> _TASK BRIEF_:
Show every line in the records below that contains the word "archs".

------------------------------------------------------------

PR #5454, opened 2025-11-01
Shuffling and documenting prerequisites

KrystalDelusion:

While responding to a [Discourse topic](https://yosyshq.discourse.group/t/adding-gmock-to-test-dependencies/98) I remembered that I wanted to split the package dependencies to improve clarity and distinguish between requirements for building and testing (and to a lesser degree documenting).  I also discovered the [cache-apt-packages action](https://github.com/marketplace/actions/cache-apt-packages), and while setting up the build environment isn't a huge overhead, it is done very frequently and so caching it seems reasonable.  And iverilog was previously being installed/cached in two separate places, so we can reduce the redundancy there.

- Cache apt package installs
- Split (Linux) dependencies in the `setup-build-env` action
  - Only install packages required for the task, e.g. running the tests doesn't need all of the build prereqs
  - Move iverilog install to a separate action, called during `setup-build-env`
- Update existing documentation for prereqs
- Add basic documentation for tests (in particular for their prereqs)
- Drop boost-python (no longer needed since #5370)

### DIFF
--- a/.github/workflows/wheels.yml
+++ b/.github/workflows/wheels.yml
@@ -25,13 +25,13 @@ jobs:
               archs: "aarch64",
             },
             {
-              name: "macOS 13",
+              name: "macOS 15 x64",
               family: "macos",
               runner: "macos-15-intel",
               archs: "x86_64",
             },
             {
-              name: "macOS 14",
+              name: "macOS 15 arm64",
               family: "macos",
               runner: "macos-15",
               archs: "arm64",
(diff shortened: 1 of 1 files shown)


mmicko:
Not to overload this PR too much, but think moving to macos-14 or macos-15-intel would be needed since old one is getting deprecated, there are already changes needed added in https://github.com/YosysHQ/yosys/pull/5434 but that one is on hold. For wheels I would keep what @donn added (so 15) but for compile and tests not sure, but looks like 15 is more available so better move to it.

donn:
yeah sorry i haven't had the time to get back to 5434 yet, will do when i can

KrystalDelusion:
That was actually on my to-do list for today :)
For the non-wheel CI jobs it's only `test-compile` which uses `macos-13` and that should just be a one-line change, since we already use `macos-latest` everywhere else.

mmicko (approved):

------------------------------------------------------------

> _TASK SOLUTION_:
               archs: "aarch64",
               archs: "x86_64",
               archs: "arm64",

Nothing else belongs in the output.